The Matter of Why Space Matters

space God loves matter, which is why he made lots of it (God must love space even more.) 

(Cornelius Plantinga, in Engaging God's World)

When Armstrong, Aldrin, and Collins were hurtling through space toward the moon in Apollo 11, they had no idea what they were hurtling  through.  We still don't.  At least we don't know much. In fact, my cats may know just as much for all I know.

I think of space as emptiness, as the absence of things, or matter, and yet scientists say that's not really the case.  As I understand them, outer space is not completely empty (that is, a perfect vacuum) but contains a low density of particles, predominantly hydrogen plasma, as well as electromagnetic radiation, dark matter and dark energy --- mostly the latter two "dark" twins, except we really don't know what they are or if they're really there (kind of like imaginary playmates).  For instance, dark matter is said to be a mysterious substance which scientists think accounts for most of the mass in the universe but that is invisible to current instruments.  We don't really know for sure that it's there, and yet this stuff we can't see accounts for 96% of the universe.  But you know scientists; they positively live to postulate.

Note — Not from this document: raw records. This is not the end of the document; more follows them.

PR #231, opened 2019-02-08
Add a demo to be run in Google Collab @ Uppsala Univeristy

bradleywhitlock:
The notebook is to be run using google collab rather than jupyter notebook.


erlendvollset:
@bradleywhitlock Is this to be merged in or not?

PR #234, opened 2019-02-11
Fix rawrow argdoc

stianlagstad:


stianlagstad:
FYI: The test failure is due to a change introduced in https://github.com/cognitedata/api/pull/1655, leading to the deleteTables-endpoint responding with 200 even though the table to be deleted doesn't exist. I'll rebuild once that behaviour is back to the way it used to be (Satyajit is on it).

stianlagstad:
Should be fixed in https://github.com/cognitedata/api/pull/1668 . Triggering new build now.

cognite/__init__.py
```diff
@@ -2,4 +2,4 @@
 from cognite.client.exceptions import APIError
 
 __all__ = ["data_transfer_service"]
-__version__ = "0.12.14"
+__version__ = "0.12.15"
```
erlendcognite:
```suggestion
__version__ = "0.12.14"
```

PR #237, opened 2019-02-15
0.13.0

erlendvollset:
Non-Breaking Changes:
- Adds support for getting credentials from thread-local storage (Requirement for model hosting)
- Moves all autopaging functionality to common method on ApiClient class

Breaking Changes:
- Moves all modules under `cognite.client` namespace so that we can have other packages under `cognite` namespace
- Removes data_transfer_service
- Rewrites model hosting client


cognite/client/cognite_client.py
```diff
@@ -83,13 +84,15 @@ def __init__(
         timeout: int = None,
         debug: bool = None,
     ):
+        thread_local_api_key, thread_local_project = self._get_thread_local_credentials()
+
         environment_api_key = os.getenv("COGNITE_API_KEY")
```
NilsBarlaug-cognite: Should there be an `environment_project` as well?

cognite/client/cognite_client.py
```diff
@@ -112,8 +115,8 @@ def __init__(
 
         self._requests_session = self._requests_retry_session()
 
-        self._project = project
-        if project is None:
+        self._project = project or thread_local_project
```
NilsBarlaug-cognite: Maybe this should follow the decision of which api-key to use? Might be annoying (or nice feature?) if you have project in thread local or environment, but then specify api-key as argument (but not project). Then it will not auto fetch project, but instead use thread local or environment - which is not what you expect and a 403 will be puzzling.

cognite/client/experimental/model_hosting/models.py
```diff
@@ -0,0 +1,397 @@
+# -*- coding: utf-8 -*-
```
NilsBarlaug-cognite:
```suggestion
```

cognite/client/experimental/model_hosting/models.py
```diff
@@ -0,0 +1,397 @@
...
+
+        Args:
+            name (str):             Name of model
+            description (str):      Description
+            metadata (Dict[str, Any]):          Metadata about model
+            input_fields (List[str]):   List of input fields the model accepts
+            output_fields (List[str]:   List of output fields the model produces
+
+        Returns:
+            Dict: The created model.
```
NilsBarlaug-cognite:
```suggestion
            experimental.model_hosting.models.ModelResponse: The created Model
```

cognite/client/experimental/model_hosting/models.py
```diff
@@ -0,0 +1,397 @@
...
+        res = self._post(url, body=model_body)
+        return ModelResponse(res.json())
+
+    def list_models(self, limit: int = None, cursor: int = None, autopaging: bool = False) -> ModelCollectionResponse:
+        """List all models.
+
+        Args:
+            limit (int): Maximum number of models to return. Defaults to 250.
+            cursor (str): Cursor to use to fetch next set of results.
+            autopaging (bool): Whether or not to automatically page through all results. Will disregard limit.
```
NilsBarlaug-cognite: This is more of a question for the future moving towards 1.0 and @f1cognite: Maybe pagination should be completely hidden for the user and auto pagination always on? Resulting in just a limit parameter specifying how long the auto pagination will go. And then if the user would like to stream, support generators as well or something.

cognite/client/experimental/model_hosting/models.py
```diff
@@ -0,0 +1,397 @@
...
+            id (int): Create a new version under the model with this id
+            name (str): Name of model version. Must be unique on the model.
+            source_package_id (int):    Use the source package with this id
+            train_source_package_id (int):  Use this source package for training. If omitted, will default to
+                                            source_package_id.
+            metadata (Dict[str, Any]):  Metadata about model version
+            description (str):  Description of model version
+            args (Dict[str, Any]):   Dictionary of arguments to pass to the training job.
+            scale_tier (str):   Which scale tier to use. Must be either "BASIC" or "CUSTOM"
+            machine_type (str): Specify a machiene type Applies only if scale_tier is "CUSTOM".
```
NilsBarlaug-cognite:
```suggestion
            machine_type (str): Specify a machine type Applies only if scale_tier is "CUSTOM".
```

cognite/client/cognite_client.py
erlendvollset: No, I don't think this is necessary since we autofetch the project in case it is not specified. I think it makes it easier to make mistakes which can result in 401s if we have that.

cognite/client/cognite_client.py
erlendvollset: If we were to use environment project, then I sort of agree with you. But since thread-local config will only be used by users who really know what they are doing, normal users will only override the autofetching by specifying the project as a parameter. So I think it is difficult to get in a situation where you get an unexpected 401.

cognite/client/experimental/model_hosting/models.py
erlendvollset: Agree, that would be neat.

cognite/client/__init__.py
```diff
@@ -0,0 +1,4 @@
+from cognite.client.cognite_client import CogniteClient
+from cognite.client.exceptions import APIError
+
+__version__ = "0.13.0"
```
NilsBarlaug-cognite:
```suggestion
__version__ = "0.13.0a1"
```
Or something?

f1cognite:
LGTM but I don't like breaking changes 😄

But enough of that.  I think of space more in the sense of spaciousness, an openness filling the yawning gaps between good solid things like trees, stars, and people.  There's a lot of it around.  God made it, so he must love it (says Plantinga), and given how much of it there is, he must love it a lot.

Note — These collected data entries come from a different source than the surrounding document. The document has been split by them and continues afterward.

PR #264, opened 2019-03-03
Fix update timeseries PUT format

f1cognite:


f1cognite:
@erlendvollset Why wasn't this caught by this test? https://github.com/cognitedata/cognite-sdk-python/blob/master/tests/test_stable/test_timeseries.py#L27

erlendvollset:
Because it's not updating any values which are different between snake_case and camelCase. It's updating `unit`.

PR #271, opened 2019-03-05
Expose autopaging in CogniteClient.get

dshynkev:
Not sure if this is acceptable, but it would certainly make our lives easier.

The specific use case that would benefit from this is asset classification where we fetch an entire asset hierarchy for training. We want to fetch types (which are not in v0.5), so we are forced to use `CogniteClient.get`, but we would also like not to reimplement autopaging.


dshynkev:
[Extend CDP helper with types](https://trello.com/c/pngOnnmb/122-extend-cdp-helper-with-types)

PR #287, opened 2019-03-11
Upgrade and lock cognite_logger

NilsBarlaug-cognite:


cognite/client/cognite_client.py
```diff
@@ -16,6 +14,7 @@
 from cognite.client.stable.raw import RawClient
 from cognite.client.stable.tagmatching import TagMatchingClient
 from cognite.client.stable.time_series import TimeSeriesClient
+from cognite.logger import logger
```
erlendvollset: import configure_logger

PR #290, opened 2019-03-12
Fix link to SDK docs in README.md

dragly:


erlendvollset:
The url is correct. Only the page was accidentaly made private. it's fixed now.

dragly:
Ah, okay. Then perhaps the link on doc.cognitedata.com should be updated? Or is there a good reason to have two separate URLs to the same docs?

https://doc.cognitedata.com/quickstart/#the-python-software-development-kit-sdk

The above page links to
https://cognite-sdk-python.readthedocs-hosted.com/en/latest/
While README.md in this repo links to
https://cognite-docs.readthedocs-hosted.com/en/latest/

PR #310, opened 2019-03-25
Use os.path for Windows compatibility

wjoel:


cognite/client/experimental/model_hosting/models.py
```diff
@@ -494,11 +494,11 @@ def upload_artifacts_from_directory(self, model_id: int, version_id: int, direct
             None
         """
         upload_tasks = []
-        root_directory_name = directory.split("/")[-1]
+        root_directory_name = os.path.basename(directory)
         for root, dirs, files in os.walk(directory):
             for file_name in files:
                 file_path = os.path.join(root, file_name)
-                full_file_name = file_path.split("{}/".format(root_directory_name))[-1]
+                full_file_name = os.path.relpath(file_path, root_directory_name)
```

God does love space --- the sparseness of it, the roominess of it, the solitude of it, the wonder of it, the silence of it, and the noise of it.  And so should we, or so do we, but for sin's curse.  Because of sin, some of us can't abide being alone in the solitude of space. Agoraphobics, those who fear open places, hide in their rooms, undone by the expanse of space and place.  And some of us, like nettling bureaucrats, rush to fill every interstice of human experience with a regulation, rule, or command --- legalists to the core who can't abide the inevitable space in our codifications of appropriate behavior.  And yet it was not to be this way.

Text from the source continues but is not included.